Luck : Thirdly, and most interesting aspect of it all is luck. I am not going to say this from my greener-grass-side that luck has no role to play. I have been incredibly lucky with this exam. But out of all the people who blame the luck factor, only a chosen few truly deserve to. Prelims screens out 98% of people and all of them shouldn’t get to blame luck. Prelims are unpredictable for everyone who writes this exam, including those who eventually clear.

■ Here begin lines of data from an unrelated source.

PR #55, opened 2019-02-11
PIPE2D-316: Demonstrate arm merging

PaulPrice:


src/DetectorMap.cc
```diff
@@ -379,7 +367,7 @@ DetectorMap::_set_xToFiberId()
     float lastCenter = -1e30;            // center of the last fibre we passed scanning to the right
     std::size_t lastIndex = -1;          // index of the last fibre we passed.  Special case starting with 0
 
-    float nextCenter = getXCenter(_fiberIds[1], iy); // center of the next fiber we're looking at
```
RobertLuptonTheGood: Are you sure about this?  fiberIds start at 1, not 0.

src/DetectorMap.cc
```diff
@@ -48,18 +48,6 @@ DetectorMap::DetectorMap(
                                                           wavelengthKnots[ii].end());
         float const maxWavelengthKnot = *std::max_element(wavelengthKnots[ii].begin(),
                                                           wavelengthKnots[ii].end());
-        if (minCenterKnot < bbox.getMinY() || maxCenterKnot > bbox.getMaxY()) {
```
RobertLuptonTheGood: When do we need to allow this?

src/DetectorMap.cc
PaulPrice: This isn't about the fiberIds, but the indices of the vector, which start at zero.

src/DetectorMap.cc
PaulPrice: The Simulator produces knots that lie off the detector. I could imagine that if they are not included, the solution around the edge could be bad.

src/DetectorMap.cc
RobertLuptonTheGood: I know that, but I was concerned that I might have adjusted the size of that array.  If you've checked that I didn't, this is fine.

PaulPrice: I just double-checked, and I don't see any size adjustment or sneaky indexing going on. Perhaps there was, once upon a time (?), but there isn't now.

PR #57, opened 2019-02-20
PIPE2D-340: Provide method to adjust detector map slit offsets

PaulPrice:


tests/test_DetectorMap.py
```diff
@@ -329,6 +327,159 @@ def testPickle(self):
...
+    def testY(self):
+        """Slit offset in y"""
+        self.slitOffsets[drpStella.DetectorMap.DY][:] = -5.0
+        self.detMap.setSlitOffsets(self.slitOffsets)
+        self.assertPositions()
+
+    def testFocus(self):
+        """Offset focus
+
+        Doesn't do anything yet.
```
hassanxp: Please change to FIXME. We need to file a new ticket to implement the change to a detectormap when the focus changes.

PR #60, opened 2019-03-27
replaced references to expId with visit

hassanxp:


hassanxp:
Close pull request. Replacing expId with visit requires further discussion and clarification.

PR #61, opened 2019-04-01
PIPE2D-343: Design PSF class

PaulPrice:


python/pfs/drp/stella/psf.py
```diff
@@ -0,0 +1,251 @@
...
+        kernel = self.computeKernelImageXY(point)
+        xWhole, xFrac = positionToIndex(point.getX(), True)
+        yWhole, yFrac = positionToIndex(point.getY(), True)
+        if xFrac != 0.0 or yFrac != 0.0:
+            image = offsetImage(kernel, xFrac, yFrac, self.warpAlgorithm, self.warpBuffer)
+        image.setXY0(xWhole + image.getX0(), yWhole + image.getY0())
+        return image
+
+    def computeKernelImage(self, fiberId, wavelength):
+        """Return an image with the PSF centered at 0,0 (when xy0 is respected)
```
hassanxp: What is meant by 'when xy0 is respected'?

PaulPrice:
Fixed.

python/pfs/drp/stella/psf.py
PaulPrice: The `lsst.afw.image.Image` class (and relatives) use two coordinate systems:
* `LOCAL`: this is the coordinate system of the image in memory. The lower-left pixel is `0,0`.
* `PARENT`: this is a logical coordinate system that is offset from `LOCAL` by integer values `x0,y0` (often abbreviated to `xy0`).

So the above statement means that the PSF may not be centered at the lower-left corner (`0,0` in the `LOCAL` frame), but the location of the center of the PSF is `0,0` in the `PARENT` frame.
This is the same language used in [`lsst::afw::detection::Psf::computeKernelImage`](http://doxygen.lsst.codes/stack/doxygen/x_masterDoxyDoc/classlsst_1_1afw_1_1detection_1_1_psf.html#ab6d8cec1248cb14247bd9d897f13597b).

PR #62, opened 2019-04-03
PIPE2D-342: add definition of Lsf

PaulPrice:
Lsf is an abstract base class based on LSST's Psf class, but
brought down to one dimension.

This includes a Kernel class (for convolving by your Lsf, or
inserting the Lsf at a particular point in the spectrum) and
a couple of basic concrete Lsf classes for demonstration.

### DIFF
--- a/python/pfs/drp/stella/lsf.py
+++ b/python/pfs/drp/stella/lsf.py
@@ -1,0 +1,693 @@
+from abc import ABC, abstractmethod
+from functools import partial
+import pickle
+import numpy as np
+import scipy
+from scipy.interpolate import interp1d
+from scipy.integrate import trapz
+
+from lsst.geom import Point2D, Point2I
+from lsst.afw.image import ImageF, ImageD
+from lsst.afw.math import FixedKernel
+from lsst.afw.geom.ellipses import Quadrupole
+
+__all__ = ("Kernel1D", "Lsf", "GaussianKernel1D", "GaussianLsf", "FixedEmpiricalLsf")
+
+# Default interpolator factory
+DEFAULT_INTERPOLATOR = partial(interp1d, kind="linear", bounds_error=False, fill_value=0, copy=True,
+                               assume_sorted=True)
+
+
+class Kernel1D:
+    """A one-dimensional kernel
+
+    A ``Kernel1D`` is essentially a one-dimensional array with an indexing
+    offset, so that index 0 refers to the center of the kernel. Main operations
+    are ``convolve`` to convolve an array by a kernel, and ``toArray`` which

Luck cannot be held responsible if you don’t follow a proper plan to improve your answer writing for mains. Interview boards can be tricky but only you know what and how you spoke inside that room. In the process of this exam, we only hear one side of the story: that of the candidate 🙂 So how do we deal with it? Practise. Do everything that you have to do on exam days many times beforehand. Hard work will make you luckier than others. It might seem with few candidates every year that they cleared because they “got lucky” (e.g., 4 months of prep before prelims). This cannot be farther from the truth. They simply have a better attitude towards the demands of the exam than others. Remember, this exam cannot be cleared by hoping for a miracle. You will need to study and sacrifice a lot in order for that elusive luck to be in your favour.

Discipline > Motivation

Once you have figured out what drives you, addressed the uncertainty, and accepted that luck might work against you, it’s time to inculcate the much needed discipline, rather than motivation:

  1. Embrace monotony: the most underrated aspect of preparation is embracing the monotony of your daily life. Preparing for the exam requires consistency in your efforts; day after day and week after week. Try to have a schedule for a week/fortnight ahead of you so that you do not derail your own preparation.
  2. Ensure dedication: A week of half-hearted studying is alright, a month of going off schedule is a roaring red flag. Kabhi kabhi cheating chalti hai, par uski aadat nahi padni chahiye. You can fool your friends and your parents for months, but you know in your heart how sincere you have been. That’s what will determine whether you will be successful at the end of it all or not.
  3. Remember your goal: Your life will become boring and uneventful while wonderful things will happen to your friends and acquaintances. Keep your chin up and remember your goal: clearing this exam. Everything else in life will have to wait. Shut out everyone and everything that can be an impediment. You can apologise easily after you get that rank 🙂

Dealing with self-doubt

However, despite all the heady phrases such as those written above and telling yourself every morning that you are a superstar, the feeling of self-doubt has a way of creeping in. It will come anytime – between your most euphoric and most vulnerable moments – and ask you what happens if you don’t make it. You will have no answer to offer. It is for times like these I ended up devising two fail-safe ways to get me out of any abyss I would myself in:

  • For the vulnerable moments, I had the song Kun Faya Kun to listen to. The line that I would wait for every time I would listen was:

    Mann ke mere ye bharam, kachche mere ye karam,
    Leke chale hai kahaan, main toh jaanun hi na
    Tu hai mujhmein samaya, kahaan leke mujhe aaya,
    Main hun tujhmein samaya, tere peeche chala aaya
  • For the dramatic moments (prelims/mains exam hall, right outside interview room), I had this couplet from Hilaire Belloc’s The Modern Traveller:

    Whatever happens we have got
    The Maxim gun, and they have not.

It should be comforting to know that all of the candidates go through this cycle of highs and lows. What is important is to have a process in place to deal with the self-doubt. You should also keep some time in your study schedule every once a month to tackle head-on the demons inside your head.

Civil service exam doesn’t test only your knowledge, it also tests you.